PR #1798, opened 2022-12-01
Fix certain inbox notifications were shown before setup completed

ianlin:
### Changes proposed in this Pull Request:

Project: pcTzPl-1bL-p2

This PR fixes two inbox notifications that appear before GLA setup completed.

- **Reconnect WordPress Notification**

This notification is sent when we detect Jetpack connection is not ready and prompt them to reconnect their WordPress account. However it should only be shown when the user has gone through the onboarding and complete the setup.

- **Before / After Campaign Migration Notification**

This two notifications were implemented when we were trying to migrate from Smart Shopping Campaigns to Performance Max Campaigns. This happened in July to September 2022 so the notifications are not necessary to show now.

Closes #1620.
Closes #1756.

### Detailed test instructions:

**Reconnect WordPress Notification**

1. Disconnect all accounts from GLA's settings page.
2. If you have other plugins using Jetpack, disconnect the Jetpack connection from MyJetpack manually.
3. Remove the notifications that were added in the database already
    ```sql
    DELETE FROM wp_wc_admin_notes WHERE name = 'gla-reconnect-wordpress';
    ```
4. Run the Action Scheduler task `wc_gla_cron_daily_notes` manually.
    image
5. The notification `gla-reconnect-wordpress` is not added to the database table `wp_wc_admin_notes`.
6. Go to `WooCommerce > Home` and check the inbox message, the Reconnect WordPress notification is not shown.
7. Go through the GLA onboarding and complete the setup.
8. Disconnect Jetpack from connection test page: `/wp-admin/admin.php?page=connection-test-admin-page`.
9. Run the Action Scheduler task `wc_gla_cron_daily_notes` manually again.
10. The notification `gla-reconnect-wordpress` is added to the database table `wp_wc_admin_notes`.
11. Go to `WooCommerce > Home` and check the inbox message, the Reconnect WordPress notification is shown.
12. Reconnect WordPress account from GLA's settings page.
13. Run the Action Scheduler task `wc_gla_cron_daily_notes` manually again.
14. The notification is not shown in `WooCommerce -> Home`.

**Before / After Campaign Migration Notification**

1. Remove both notifications from the database
    ```sql
    DELETE FROM wp_wc_admin_notes WHERE name = 'gla-before-campaign-migration';
    DELETE FROM wp_wc_admin_notes WHERE name = 'gla-after-campaign-migration';
    ```
2. Disconnect all accounts from GLA's settings page.
3. Run the Action Scheduler task `wc_gla_cron_daily_notes` manually.
[...]

PR #1889, opened 2023-02-15
Remove PMax Migration Banners

jorgemd24:

PMax Migration banners were still showing even though the migration ended in September last year. 

This PR removes the PMax migration banner and it is aligned with the following PR https://github.com/woocommerce/google-listings-and-ads/pull/1798 that removed the inbox notifications about the migration. 

#### Dashboard
image

#### Reports
image

1. Go to the dashboard page, and the banner should not be displayed.
2. Go to the reports page, and the banner should not be displayed.

If you would like to test that banners were showing in develop branch follow these steps:

 1. Remove the following items from the local storage (in case they were dismissed previously): 
-  `localStorage.removeItem('gla-is-before-migration-notice-dismissed')`
-  `localStorage.removeItem('gla-is-after-migration-notice-dismissed')`
- `localStorage.removeItem('gla-is-reports-migration-notice-dismissed')`
2. Go to the dashboard or the reports page and the banner should be displayed. 

### Changelog entry

> Tweak - Remove unnecessary PMax migration banners


puntope:
👀  Are we using `js/src/utils/getConversionCampaignStatusNotice.js`?  if not we can consider remove it and the attached tests.

puntope:
If we end up deleting `js/src/utils/getConversionCampaignStatusNotice.js` as suggested here https://github.com/woocommerce/google-listings-and-ads/pull/1889#issuecomment-1432792151

Also we might remove `CAMPAIGN_ADS_MIGRATION` constant.

puntope (commented):
@jorgemd24 Thanks for working on this.

I don't see anymore the notice. However, there are some residual files and a constant we might consider for deletion. (check comments)

jorgemd24:
Thanks @puntope for catching this.

At this point, all campaigns should be converted so I think it is not necessary to keep the hook.

I removed the hook and the constant.

puntope (approved):
✅  LGTM 

Good job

********

▸ **Assigned task**
Using the listing, filter for "Scheduler" and return the matching lines.

▸ **Answer section**
4. Run the Action Scheduler task `wc_gla_cron_daily_notes` manually.
9. Run the Action Scheduler task `wc_gla_cron_daily_notes` manually again.
13. Run the Action Scheduler task `wc_gla_cron_daily_notes` manually again.
3. Run the Action Scheduler task `wc_gla_cron_daily_notes` manually.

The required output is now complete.